§ WORK TO BE COMPLETED
Look for "NuclearNorm" in the material below and show each line that contains it.

##### LISTED ENTRIES #####

Issue #43, opened 2017-10-20
Gradients


mfalt:
We seem to be missing most of the implementations of `gradient`/`gradient!`. Was this intentional or should I start adding them?
Should we define gradients even for functions that are not differentiable everywhere by returning one of the subgradients?
For example `NormL1` could return simply `0` vector at `0`.

It would be nice with a short command like
`∇(f,x) = gradient(f,x)` and
`∇!(y,f,x) = gradient!(y,f,x)`
any objections to me adding that @lostella ?
One could also use `∂(f,x)` to signify that its part of the subdifferential, but since we would only return a set, and not a point, that could be confusing as well. 

Completed gradients (in PRs) out of non-Indicator functions that are either: convex (i.e. suggradients exist) or differentiable
- [x] ElasticNet
- [x] NormL1
- [x] NormL2
- [ ] NormL21
- [x] NormLinf
- [ ] NuclearNorm
- [x] SqrNormL2 (existed previously)
- [x] HingeLoss (Convex!?)
- [x] HuberLoss (existed previously)
- [x] LeastSquares (existed previously)
- [x] Linear (fixed)
- [x] LogBarrier
- [ ] Maximum (Using sum largest, convex?, differentiable?)
- [x] Quadratic (existed previously)
- [x] QuadraticIterative (existed previously)
- [x] SumPositive
- [x] DistL2
- [x] SqrDisrL2

lostella:
Hey @mfalt: all the `gradient!` operations are there, just lazily implemented :-p

Jokes apart, you can surely implement the missing ones if you want, and I also completely agree with returning one subgradient for nondifferentiable functions (why not?). We should coherently update the docs in this case.

As per the shortcut: sure, I'm not a fan of using weird unicode characters in code, but that's a non-breaking additional feature.

mfalt:
Great, I'll start implementing ASAP, I wanted to do a presentation for some colleagues, and realized that forward-backward was not as straight forward (no pun intended) to implement as I had hoped because of the missing gradients.
Btw, have you seen my gitter message @lostella ?

lostella:
No I haven't opened it in a while, I'll go look at it asap

panpat:
Guys, instead of reinventing the wheel what about letting JuliaDif compute the gradients using AD?

lostella:
True, I’m wondering what would that yield in case of nonsmooth functions. It is worth checking for sure.

panpat:
[...]

PR #44, opened 2017-10-23
Gradients2

mfalt:
Implemented most of the gradients according to issue #43, test still missing.
Update: Tests added, still missing: NormL21, Maximum, NuclearNorm, but those can be added at a later date if needed.

### DIFF
--- a/docs/src/functions.md
+++ b/docs/src/functions.md
@@ -75,3 +75,9 @@ Maximum
 Quadratic
 SumPositive
 ```
+
+## Distances
+```@docs
+DistL2
+SqrDistL2
+```
--- a/src/functions/indSOC.jl
+++ b/src/functions/indSOC.jl
@@ -27,7 +27,7 @@ is_convex(f::IndSOC) = true
 is_set(f::IndSOC) = true
 
 function prox!{T <: Real}(y::AbstractArray{T,1}, f::IndSOC, x::AbstractArray{T,1}, gamma::T=one(T))
-  nx = norm(x[2:end])
+  @views nx = norm(x[2:end])
   t = x[1]
   if t <= -nx
     y[:] = 0.0
@@ -36,7 +36,7 @@ function prox!{T <: Real}(y::AbstractArray{T,1}, f::IndSOC, x::AbstractArray{T,1
   else
     r = 0.5 * (1 + t / nx)
     y[1] = r * nx
-    y[2:end] = r * x[2:end]
+    @views y[2:end] .= r .* x[2:end]
   end
   return 0.0
 end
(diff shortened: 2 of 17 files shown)


docs/src/functions.md
```diff
@@ -75,3 +75,9 @@ Maximum
 Quadratic
 SumPositive
 ```
+
+## Distances
```
lostella, line 79: This I have also put in the section describing calculus rules, since these are really modifiers of some other (indicator) functions; but I guess they can stay in both places.

src/functions/indSOC.jl
```diff
@@ -27,7 +27,7 @@ is_convex(f::IndSOC) = true
 is_set(f::IndSOC) = true
 
 function prox!{T <: Real}(y::AbstractArray{T,1}, f::IndSOC, x::AbstractArray{T,1}, gamma::T=one(T))
-  nx = norm(x[2:end])
+  @views nx = norm(x[2:end])
```
lostella, line 30: Nice, I didn’t know this!

src/functions/linear.jl
```diff
@@ -17,6 +17,9 @@ end
 
 Linear(c::A) where {R <: RealOrComplex, A <: AbstractArray{R}} = Linear{R, A}(c)
 
+is_separable(f::Linear) = true
+is_convex(f::Linear) = true
```
lostella, line 21: I would also add `is_smooth = true` if not already there.

src/functions/quadratic.jl
```diff
@@ -19,6 +19,7 @@ If `iterative=true`, then `prox!` is evaluated approximately using an iterative
 
 abstract type Quadratic <: ProximableFunction end
 
+is_convex(f::Quadratic) = true
```
lostella, line 22: This I have not previously put because one should really check that `Q` is positive semidefinite...

src/functions/linear.jl
```diff
@@ -28,7 +31,6 @@ function prox!(y::AbstractArray{RC}, f::Linear{RC, A}, x::AbstractArray{RC}, gam
 end
```
mfalt, line 31: Not changed in PR, but should be
`y .= x .- gamma.*(f.c)`
for efficiency.

lostella (approved):

src/functions/quadratic.jl
lostella: Any thoughts on this @mfalt ? Of course checking the eigenvalues is not viable, but maybe the user should be able to assert whether the function is convex or not?

lostella: No ok, the docstring says we assume `Q` to be positive definite (should be semidefinite, to be corrected). We may want to change this in the near future, not all quadratics are convex!

lostella (approved):

src/functions/quadratic.jl
mfalt: Yes, I added this because of the documentation, but you are right, maybe some keyword from the user, acknowledging if it is positive(semi)-definite would be good.

docs/src/functions.md
mfalt: They were in the FUNCTIONS.md in the root, so I copied them here. But you are right, we should think of how we can unify the different documentations.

#####

§ TASK RESPONSE
- [ ] NuclearNorm
Update: Tests added, still missing: NormL21, Maximum, NuclearNorm, but those can be added at a later date if needed.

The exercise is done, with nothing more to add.